Mario Flores is director of school climate and culture for Hartford Public Schools and he says the biggest attendance problems are with the youngest students, Pre-K and kindergarten, and the oldest - seniors.

"We're seeing really high rates, especially in our community and neighborhood schools we're looking at rates of over 60 percent," says Flores. "For kids that are chronically absent-missing 10 or more days of enrollment."

Flores says a host of factors contribute to high absenteeism including medical needs, bad weather, poverty and crime. He says Hartford Public Schools is working with United Way in offering school attendance awareness activities throughout the month of September.

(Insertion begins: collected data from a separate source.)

PR #464, opened 2025-08-14
kafka: add 2.8 and 4.0 integration tests, increase apiVersion coverage, fix span names

mmat11:
- Fix kafka span name to follow opentelemetry semantic conventions (https://opentelemetry.io/docs/specs/semconv/messaging/messaging-spans/#span-name)
- Increase apiVersion coverage for _fetch_ and _produce_ requests
- Add some missing attributes for `EventTypeKafkaClient`
- Add some kafka integration tests: python, java (2.8.0), java (4.0.0)


test/integration/components/javakafka/Dockerfile
```diff
@@ -17,10 +17,10 @@ ENV JAVA_HOME /usr/lib64/graalvm/graalvm22-ce-java17
 WORKDIR /build
 
 # Copy the source code into the image for building
-COPY test/integration/components/javakafka/.mvn .mvn/
```
rafaelroquetto: out of curiosity, what was the issue here? I see some of our other tests also use full paths relative to the repository root, are they also affected?

mmat11: I don't think they are affected if the compose files are not complaining; I had to make the docker-compose contexts uniform for both oats and integration tests since this dockerfile is used by both

rafaelroquetto: I think there's something going on here though. Our tests tend to reference the full path `test/integration/components/...` instead - and if you look [here](https://github.com/coralogix/opentelemetry-ebpf-instrumentation/blob/52fb6a02fa4bd0c01e99a5ad12b5cd12cee805dd/test/oats/kafka/docker-compose-beyla-java-kafka.yml#L38), in the very same file we have a reference to another Dockerfile that uses a relative path to the repo root. So I would like to understand why we need to do this for this particular Dockerfile and if there's no other way to keep it consistent.

mmat11: > I think there's something going on here though. Our tests tend to reference the full path test/integration/components/... instead

Not all of them, it's a mix right now and it's inconsistent either way 🤷🏻‍♂️, there are Dockerfiles which use `.` as context and some others the root directory, changing the context or the path would still keep it inconsistent.

I am reverting it to use the full path and change the docker-compose integration test file, but it will still be inconsistent -- we would need to refactor all the docker/compose files

rafaelroquetto (approved):

PR #468, opened 2025-08-15
[chore,bpf] drop duplicate function

florianl:
Remove d_print_http_connection_info as duplicate of dbg_print_http_connection_info.


marctc (changes requested):
There are changes to github action

marctc (commented):
There's a GH action failing. Let me fix in another PR

rafaelroquetto:
Hey @florian! They are not equivalent - if you look closer, one uses `bpf_dbg_printk` whilst the other uses `bpf_d_printk`. `bpf_d_printk` does not send the logs to userspace, but rather only to `trace_pipe`, the reason is that we don't want to be that noisy in those points.

PR #469, opened 2025-08-15
Fix zizmor

marctc:


.github/workflows/check_gh_actions_security.yml
```diff
@@ -25,7 +25,7 @@ jobs:
       - name: Install the latest version of uv
         uses: astral-sh/setup-uv@d9e0f98d3fc6adb07d1e3d37f3043649ddad06a1 # v6.5.0
         with:
-          enable-cache: true
+          enable-cache: false
```
skl, line 28: I was wondering what the context of this change was, but then I saw the following message on another PR, so I assume it is to address this:

```
check_gh_actions_security.yml:27: runtime artifacts potentially vulnerable to a cache poisoning attack: opt-in for caching here
```

skl (approved):

PR #476, opened 2025-08-18
trace export internal metrics + BPF internal metrics

NimrodAvni78:
improve internal metrics
fix traces internal metrics not being reported
report bpf metrics as internal metrics

### DIFF
--- a/pkg/export/otel/metrics_internal.go
+++ b/pkg/export/otel/metrics_internal.go
@@ -35,6 +35,9 @@ type InternalMetricsReporter struct {
 	instrumentationErrors instrument.Int64Counter
 	avoidedServices       instrument.Int64Gauge
 	buildInfo             instrument.Int64Gauge
+	bpfProbeLatencies     instrument.Float64Histogram
+	bpfMapEntries         instrument.Int64Gauge
+	bpfMapMaxEntries      instrument.Int64Gauge
 }
 
 func imlog() *slog.Logger {
@@ -126,6 +129,45 @@ func NewInternalMetricsReporter(ctx context.Context, ctxInfo *global.ContextInfo
 		return nil, err
 	}
 
+	// TODO should it be ebpf like the others, or bpf like the original one?
+	bpfProbeLatencies, err := meter.Float64Histogram(
+		attr.VendorPrefix+".bpf.probe.latency_seconds",
+		instrument.WithDescription("Latency of the eBPF probe in seconds"),
+		instrument.WithUnit("1"),
+		instrument.WithExplicitBucketBoundaries(
+			0.0000001,
+			0.0000005,
+			0.000001,
+			0.000002,
+			0.000005,
+			0.00001,
+			0.00002,
+			0.00005,
+			0.0001,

Florez says high rates of poverty and neighborhood crime put downward pressure on attendance in cities like Hartford, Bridgeport and New Haven.

"Kids don't have utilities, they don't have food, then you have poverty leads to crime," says Florez. "So, kids are actually walking through areas of really, really high violence, so there's a fear component as well. So, kids are afraid to walk to school at times."

Florez says there were eight snow days in Hartford last year. He says the days before and after also produce spikes in absenteeism especially for kids who walk to school and who may not have the proper coats, gloves and hats to stay warm.